Bloem plans to lure Tolkien pilgrims

Exactly 111 years since the birth of writer J.R.R. Tolkien in Bloemfontein, the Free State capital now aims to convert itself into a site of pilgrimage for the thousands of enthusiasts worldwide captivated by the fantasy world of Middle Earth.

Jake Uys, probably the city’s most fervent “Tolkienite” and chairman of the local Haradrin society (named after characters in Tolkien’s Lord of the Rings trilogy), said on Friday that a new campaign would be conducted in the coming year to promote global awareness of Bloemfontein as the celebrated writer’s birthplace.

Projects considered include the construction of a Tolkien statue, possibly in a park inhabited by characters from his books, the issuing of a Tolkien stamp series, and an annual Tolkien literary festival to coincide with his birthday on January 3.

Uys, also owner of the award-winning local guesthouse Hobbit House, said since the launch of Bloemfontein’s Tolkien Trail for tourists around a year ago, he has handed out 898 brochures depicting the route through Bloemfontein.

The city’s Tolkienites now want to consolidate on this marketing success.

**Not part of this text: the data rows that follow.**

Issue #606, opened 2020-04-17
Embedded map-link should open a new tab.


4kbt:
From the FTM-PPE cross-slack channel:

Zach Peery-Wolf: "was doing some front end testing and when I click on the "Made in collaboration with #findthemasks. Want to join the #findthemasks map? Need to update or remove info? Complete This Form" button it's opening into a frame where I can't scroll down to the bottom of the form to complete it. Can you get it to open a new tab?"

This would also resolve @linderr 's concern:

"Interesting, and there is no way to return to the embed map after someone hits "complete this form" https://theppedrive.com/ppe-drive-listing "

Including @awong-dev .

4kbt:
Relevant URL: https://getusppe.org/give/

This is working for me on my desktop screen, but apparently not for all users.

4kbt:
Hm. Working for me on mobile, too.   Will ask for clarification.

4kbt:
Error apparently happened on this config: "Firefox 75.0 (64-bit) Windows 10 Home. But I just cleared my cookies and that fixed it."

We should probably still go for the new-tab, just to be safe?

linderr:
https://github.com/findthemasks/findthemasks/pull/571

Misses target="_blank" in ftm-add-donation-site-answer but exists in all other xx.json

saikatbhadra:
closed as from the discussion on the PR this is no longer necessary

PR #612, opened 2020-04-18
Change the embed page's add/update donation site button open a new tab

saikatbhadra:
Closes https://github.com/findthemasks/findthemasks/issues/606

### DIFF
--- a/public/i18n/en.json
+++ b/public/i18n/en.json
@@ -12,7 +12,7 @@
   "ftm-accepting": "Accepting",
   "ftm-accepts-open-boxes": "Accepts Opened Boxes/bags",
   "ftm-ack-data-sources": "This site also includes data from <a href=\"https://tinyurl.com/hospitals-needing-ppe\">https://tinyurl.com/hospitals-needing-ppe</a>, a project by:",
-  "ftm-add-donation-site-answer": "<a class='add-donation-site-form'><button style='margin-top:20px;' type='button' class='btn-sm btn-primary'>Complete this form</button></a>",
+  "ftm-add-donation-site-answer": "<a class='add-donation-site-form' target='_blank'><button style='margin-top:20px;' type='button' class='btn-sm btn-primary'>Complete this form</button></a>",
   "ftm-add-donation-site-header": "Do You Need PPE?",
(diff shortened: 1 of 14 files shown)


public/i18n/en.json
```diff
@@ -12,7 +12,7 @@
   "ftm-accepting": "Accepting",
   "ftm-accepts-open-boxes": "Accepts Opened Boxes/bags",
   "ftm-ack-data-sources": "This site also includes data from <a href=\"https://tinyurl.com/hospitals-needing-ppe\">https://tinyurl.com/hospitals-needing-ppe</a>, a project by:",
-  "ftm-add-donation-site-answer": "<a class='add-donation-site-form'><button style='margin-top:20px;' type='button' class='btn-sm btn-primary'>Complete this form</button></a>",
+  "ftm-add-donation-site-answer": "<a class='add-donation-site-form' target='_blank'><button style='margin-top:20px;' type='button' class='btn-sm btn-primary'>Complete this form</button></a>",
```
nburt, line 15: can you also add `rel="noopener noreferrer"` since you're adding `target="_blank"`?

https://developers.google.com/web/tools/lighthouse/audits/noopener

jamesarosen: Is it possible to move the `<a>` and `<button>` into the `.handlebars` file? That would make this easier to maintain and less prone to inconsistencies across locales.

nburt: ya that would be better, I think there used to be text before the `<a>` that was removed recently.

ngottlieb: @saikatbhadra ping ^^

saikatbhadra: sorry i forgot about this, how do I do variable substitution with i18n

saikatbhadra:
hey @4kbt  I forgot why we needed this, do we actually need the form link in the embed page to open a new tab? why can't it redirect on the same page?

4kbt:
I believe that the acute need has now been resolved.   The problem was that
GUPPE's embed wasn't tall enough  for people to fill in the Google Form
from within the GUPPE page.  They could fill it in, but not reach
"Submit".   Forcing a new tab was a shotgun approach to solving the problem.

4kbt:
The GUPPE embed works okay right now on my desktop and mobile.

saikatbhadra:
closing for now then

Mar’c Scholtz, executive director of Mangaung Tourism, the local tourism promotion organisation, said nothing prevents the city from accepting a hobbit as its icon.

“Tolkien is Bloemfontein’s best kept secret. He is regarded worldwide as the father of fantasy writing.
Lord of the Rings was voted Book of the Millennium. All the fantasy writers who came after him, followed in Tolkien’s footsteps.

“Many say he spent only the first three years of his life in Bloemfontein, and that it was thus not of such great importance. However, those were very important formative years for the little boy.

Scholtz hopes to attend many hobbit feasts in Bloemfontein in years to come.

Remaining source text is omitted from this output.